Но знаете… Только между нами… В Международном союзе биатлонистов царит такой махровый бюрократический произвол, что «ни в сказке сказать, ни пером описать». Самый свежий словенский пример.
Так получилось, что я со своим ночным рейсом в Москву, а далее в Любляну оказался в Бледе раньше, чем белорусская команда, спокойно поспавшая в Рупольдинге и после завтрака столь же спокойно отправившаяся на шестой этап. «Ну, раньше и раньше», — скажете вы, скопировав мои мысли в тот момент, когда я пришёл в центр аккредитации за именной картой, что и должна была легализировать меня в «большой семье биатлона». Однако…
-- Послушай, Руслан, -- обратилась ко мне давно знакомая дама, ведущая на протяжении многих лет IBU-аккредитациями, -- ты внесён в общую командную аккредитацию.
-- Ну и прекрасно! – ещё не зная подвоха, отреагировал я.
-- Ничего, прекрасного нет, -- охладила мой энтузиазм дама. – Командная аккредитация выдаётся только на руки старшему лицу – у вас это Рыженков.
-- Послушай, -- немного ошалело стал возражать зависший между «землёй и небом» журналист, -- но ведь я – это я, и ты меня знаешь. И вот моя аккредитация – вижу её.
-- Да, она есть. Но выдам только со всеми остальными Рыженкову.
И если вы думаете, что подразумевался какой-то особенный, а-ля рыцарский, ритуал посвящения и я, когда старший тренер нашей мужской сборной приехал в центр аккредитации, опустился на колено, и только после этого мне на шею повесили заветную карту -- глубоко заблуждаетесь. Всё прошло предельно буднично. Дама взяла пачку, стала поимённо перечислять именные карточки, чем всё и ограничилось. Я забрал свою и был таков, но, к сожалению, из-за этой волокиты не сумел уже в понедельник оказаться на стадионе в Поклюке.
В чём смысл требования – загадка бюрократии.
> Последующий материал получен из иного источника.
PR #2186, opened 2023-02-08
Uiux/features/middleware

k9ert:

So this PR does those things:
- Implementing a new `return_style` called "middleware" and the old-style will be called `collect`:
  - `collect` will return a dict where the extension_id will be used as key and the returnvalue as value.
  - We have some documentation [here](https://github.com/cryptoadvance/specter-desktop/pull/2106/files#diff-4c264fd49854b2544ada9087b45610508c627ade4440754acd6825514a592100)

Но это ведь не единичный пример! Пожалуйста, ещё. На той же карточке аккредитации обозначены, естественно, зоны допуска. Журналистская цифра – «9», а к ней прилагается набор «буковок» -- от «А» до «F». Но если у тебя командная аккредитация, то появляются более широкие возможности в перемещении по стадиону – например, проход к вакс-кабинам, а ещё в столовую спортсменов, что, разумеется, хорошо. Но зато нет опции «9F». То есть отсутствует допуск в журналистский буфет…
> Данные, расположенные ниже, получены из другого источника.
PR #2187, opened 2023-02-08
Chore: Better test of device name validity

moneymanolis:
Tests should (ideally) be idempotent (Bitcoin Core devices need a Bitcoin Core connection), especially if it is easy to do and they should be precise (directly checking for the patternMismatch - yes or no).

@Aditi-Singh16 please have a look and review the PR directly if you want.


Aditi-Singh16:
Oh okay, Sorry I didn't thought of it that way
However, here it works only when patternMismatch is set to be.false in both the cases
image

Aditi-Singh16:
```
cy.get('#device_name').invoke('prop', 'validity').its('valid').should('be.false')
cy.get("#device_name").clear().type("valid")
cy.get('#device_name').invoke('prop', 'validity').its('valid').should('be.true')
```

This one works

moneymanolis:
@Aditi-Singh16 I am not following completely, how did you get the error above. Locally and in the CI the tests are green ...

moneymanolis:
> ```
> cy.get('#device_name').invoke('prop', 'validity').its('valid').should('be.false')
> cy.get("#device_name").clear().type("valid")
> cy.get('#device_name').invoke('prop', 'validity').its('valid').should('be.true')
> ```
> 
> This one works

That also works! But, it would be a bit less specific.

k9ert (approved):

PR #2196, opened 2023-02-11
A GraphQL Extension

k9ert:
A GraphQL Extension.
image
```
{
  bookmarks {
    title
    desc    
    
  }
}
```
```
{
  users {
    username
    
  }
}
```


moneymanolis:
Closing this, since I don't see anyone picking this up again any time soon.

-- Почему? – спросил я. – Ведь я журналист.
-- Журналист… Кто спорит? Но у тебя же есть «Y».
-- И что? Почему меня дискриминируют как журналиста? Почему я лишён возможности общаться с коллегами в единственно свободные обеденные минуты? Неужели всё из-за подозрения, будто соблазнюсь заморить червячка и там, и там?! Посмотри на меня – я уже готовлюсь к пляжному сезону!
Какого-то внятного ответа у собеседницы не нашлось, но зато меня попросили наклониться, чтобы сказать на ухо, куда я должен идти, в каком темпе и какой ширины шагами. Это было убедительно. Как и добавка: «Достал, право! Всё равно никто на эти буквы не смотрит!»
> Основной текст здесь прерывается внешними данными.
PR #2219, opened 2023-02-16
UIUX: Making Splashscreen work in electron Appimage

k9ert:
* The splash-screen tried to import resources which are not there in a packaged electron Appimage


moneymanolis (changes requested):
Please, let me win with my Spinner Solution :-)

Так бюрократия разоблачила бюрократию! И вот что интересно: все эти странности, кем-то неразумно придуманные, а после дотошно соблюдаемые – наследство эпохи первого президента IBU Андерса Бессеберга. Норвежца уже пару лет нет – он в непочётной отставке, союз объявил об эволюционной модернизации, программе «26 шагов» к «биатлонному коммунизму», но бюрократический кретинизм «старого мира» по-прежнему несокрушим.
Блед – наш город!
Теперь перенесёмся в Блед. В пустынный Блед, что не является оговоркой. Так всё и было, и вот объяснения.
Обычно большой биатлон наведывается в Словению либо перед самым католическим Рождеством Христовым, что чаще всего, либо в первую декабрьскую декаду, как это случилось в 2018-м. Что, в принципе, то же время, те же парадно украшенные добрыми жёлтыми огнями ели, то же светлое предвкушение праздника. Поэтому я раньше видел Блед славно многолюдным, весёлым и праздным. С туристической толчеёй у знаменитого озера и массой развлечений -- базаров, уличной кулинарии, концертов, флэшмобов.
Но сейчас конец января, и Блед… вымер. Нет ни базаров, ни съестных палаток. Никто не зазывает попробовать глинтвейна из великолепного белого вина мальвазия, и даже белые лебеди, гордость орнитологов Бледа, куда-то эмигрировали с водной озёрной глади. Остались только утки да селезни…
В общем, было пустовато и жутковато. Ведь сегодня у Бледа есть ещё одна особенность: город стал строительной площадкой, что также несёт в себе ощущение неуютности.
Но только не днём, когда светило и даже слепило глаза солнце, и невольно всякий раз приходилось улыбаться (не без доли злорадства), узнавая новости о дождях в Минске! И, конечно, общение. С водителями автобусов, с продавцами в магазинах, с портье в апартаментах, наконец, со словенскими коллегами, которые работали в Минске на Вторых Европейских играх и оставили в нашей столице свои сердца, соответственно перенеся свои приватные симпатии и на каждого знакомого жителя Синеокой.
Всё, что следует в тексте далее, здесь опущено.